A 10s scrape interval against a 100-host fleet is cheap: each scrape is a couple of indexed sqlite reads + a small string render. We're nowhere near a place where caching the snapshot would be worthwhile.
## Documentation (P6-05)
- `docs/prometheus.md` — sibling to the existing `docs/reverse-proxy.md`. Sections: enabling the endpoint (env vars), Prometheus scrape config snippet (with bearer + tls), the metric reference table (copy-pasted from this spec), the dashboard import instructions.
- `deploy/grafana/restic-manager-dashboard.json` — Grafana 11+ dashboard JSON. Single Prometheus datasource variable, six panels:
1. **Fleet status** — stat panel showing `rm_hosts_online / rm_hosts_total` + a sparkline.
2. **Open alerts** — stat panel by severity (`sum by (severity) (rm_active_alerts)`).
3. **Hosts** — table of `host`, `online`, `last_backup` (relative time via `time() - rm_host_last_backup_timestamp_seconds`), `repo_size`, `snapshots`.
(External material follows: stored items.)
PR #4011, opened 2022-04-04
ARTEMIS-3757 - allow system and env var substution of properties conf…

gtully:
…ig, respect order of file loaded properties and add generic enum converter

### DIFF
--- a/artemis-core-client/src/main/java/org/apache/activemq/artemis/utils/XMLUtil.java
+++ b/artemis-core-client/src/main/java/org/apache/activemq/artemis/utils/XMLUtil.java
@@ -52,6 +52,12 @@ public final class XMLUtil {
       // Utility class
    }
 
+   public static String CONSIDER_OS_ENV_PROP = "org.apache.activemq.artemis.utils.considerOsEnv";
+   private static final boolean considerOsEnv;
+   static {
+      considerOsEnv = Boolean.parseBoolean(System.getProperty(CONSIDER_OS_ENV_PROP, "true"));
+   }
+
    public static Element streamToElement(InputStream inputStream) throws Exception {
       try (Reader reader = new InputStreamReader(inputStream)) {
          return XMLUtil.readerToElement(reader);
@@ -271,7 +277,14 @@ public final class XMLUtil {
             val = parts[1].trim();
          }
 
-         String sysProp = System.getProperty(prop, val);
+         String sysProp = System.getProperty(prop);
+         if (sysProp == null && considerOsEnv) {
+            sysProp = System.getenv(prop);
+         }
+         if (sysProp == null) {
+            sysProp = val;
+         }
+         // interesting choice to replace with val == "" with no match!
          logger.debug("replacing " + subString + " with " + sysProp);
          xml = xml.replace(subString, sysProp);
       }
--- a/artemis-server/src/test/java/org/apache/activemq/artemis/core/config/impl/ConfigurationImplTest.java
+++ b/artemis-server/src/test/java/org/apache/activemq/artemis/core/config/impl/ConfigurationImplTest.java
@@ -17,9 +17,15 @@
 package org.apache.activemq.artemis.core.config.impl;
 
 import java.io.File;
+import java.io.FileOutputStream;
+import java.io.PrintWriter;
+import java.util.HashMap;
+import java.util.LinkedList;
 import java.util.Properties;
 import java.util.concurrent.CountDownLatch;
 import java.util.concurrent.atomic.AtomicBoolean;
+import java.util.concurrent.atomic.AtomicReference;
+import java.util.stream.Collectors;
 
 import org.apache.activemq.artemis.ArtemisConstants;
 import org.apache.activemq.artemis.api.config.ActiveMQDefaultConfiguration;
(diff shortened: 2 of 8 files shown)


artemis-server/src/test/java/org/apache/activemq/artemis/core/config/impl/ConfigurationImplTest.java
```diff
@@ -708,6 +720,149 @@ public void testValuePostFixModifier() throws Throwable {
...
+
+      Assert.assertEquals("cc", configuration.getClusterConfigurations().get(0).getName());
+      Assert.assertEquals(MessageLoadBalancingType.OFF_WITH_REDISTRIBUTION, configuration.getClusterConfigurations().get(0).getMessageLoadBalancingType());
+      Assert.assertEquals(CriticalAnalyzerPolicy.SHUTDOWN, configuration.getCriticalAnalyzerPolicy());
+   }
+
+   @Test
+   public void testPropertiesReaderRespectsOrderFromFile() throws Exception {
+
+      File tmpFile = File.createTempFile("ordered-props-test", "");
```
brusdev, line 795: Is it possible remove the tmpFile after the test execution?

artemis-server/src/test/java/org/apache/activemq/artemis/core/config/impl/ConfigurationImplTest.java
```diff
@@ -708,6 +720,149 @@ public void testValuePostFixModifier() throws Throwable {
...
+   @Test
+   public void testPropertiesFiles() throws Exception {
+
+      LinkedList<String> files = new LinkedList<>();
+      LinkedList<String> names = new LinkedList<>();
+      names.addLast("one");
+      names.addLast("two");
+
+      for (String suffix : names) {
+         File tmpFile = File.createTempFile("props-test", suffix);
```
brusdev, line 839: Is it possible remove the tmpFile after the test execution?

artemis-core-client/src/main/java/org/apache/activemq/artemis/utils/XMLUtil.java
```diff
@@ -52,6 +52,12 @@ private XMLUtil() {
       // Utility class
    }
 
+   public static String CONSIDER_OS_ENV_PROP = "org.apache.activemq.artemis.utils.considerOsEnv";
```
brusdev, line 55: An alternative name could be `REPLACE_OS_ENV_PROP`

artemis-server/src/test/java/org/apache/activemq/artemis/core/config/impl/ConfigurationImplTest.java
```diff
@@ -708,6 +720,149 @@ public void testValuePostFixModifier() throws Throwable {
...
+   public void testSystemPropValueReplaced() throws Exception {
+      ConfigurationImpl configuration = new ConfigurationImpl();
+      Properties properties = new Properties();
+      final String homeFromDefault = "default-home";
+      final String homeFromEnv = System.getenv("HOME");
+      properties.put("name", "${HOME:" + homeFromDefault + "}");
+      configuration.parsePrefixedProperties(properties, null);
+      if (homeFromEnv != null) {
+         Assert.assertEquals(homeFromEnv, configuration.getName());
+      } else {
```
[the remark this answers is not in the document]
gtully: true, but it also exercise the default value in that case.

artemis-server/src/test/java/org/apache/activemq/artemis/core/config/impl/ConfigurationImplTest.java
```diff
@@ -708,6 +720,149 @@ public void testValuePostFixModifier() throws Throwable {
...
+      Assert.assertEquals("vv-y", configuration.getName());
+   }
+
+
+   @Test
+   public void testSystemPropKeyReplacement() throws Exception {
+      ConfigurationImpl configuration = new ConfigurationImpl();
+      Properties properties = new Properties();
+
+      final String newKeyName = RandomUtil.randomString();
```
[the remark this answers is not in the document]
gtully: just b/c I don't have full control of the system properties in play

artemis-server/src/test/java/org/apache/activemq/artemis/core/config/impl/ConfigurationImplTest.java
gtully: I think there are rules that manage that but I did not check since there were already temp files in play in that test. peeking more, I see there is some base class cleanup, but I need to make use of that. 
Good catch!

artemis-core-client/src/main/java/org/apache/activemq/artemis/utils/XMLUtil.java
gtully: it does not replace tho, it only considers if the system prop is absent

artemis-server/src/test/java/org/apache/activemq/artemis/core/config/impl/ConfigurationImplTest.java
gtully: pushed a fix for the temp file usage in that test class

brusdev (approved):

4. **Repo size over time** — time series, one line per host, `rm_host_repo_size_bytes`.
5. **Backups failing** — time series counting hosts where `rm_host_last_backup_success == 0`.
6. **Job duration p95**`histogram_quantile(0.95, sum by (kind, le) (rate(rm_job_duration_seconds_bucket[1h])))` over a 1h window.
Dashboard is committed as plain JSON; an operator imports it through the Grafana UI ("+ → Import → upload JSON file") or Grafana provisioning.
## Testing
- Unit tests for `metrics.Render` against a fixed snapshot — golden-file style. Pin the exact line ordering (sorted by metric name + label set) so diffs stay tractable.
- Unit tests for `metrics.Registry.ObserveJob` — concurrent writes, bucket boundary correctness, snapshot independence.
- Handler tests for `/metrics` covering: no auth configured → 404; token configured + missing → 401; token configured + correct → 200 + body sniff; CIDR configured + wrong source → 401; CIDR configured + right source → 200; both configured → require both.
- End-to-end smoke verification deferred to manual operator walk-through; full Playwright pass is P5-06's job.
## Out of scope, explicitly
- Per-job latency tracking with `job_id` labels (cardinality bomb).
- Restore-specific metrics (P3 surfaces are still settling).
- Histograms keyed on host (kind × status × buckets × hosts is a Prom anti-pattern).
- Auto-discovery / file-SD generators for Prometheus.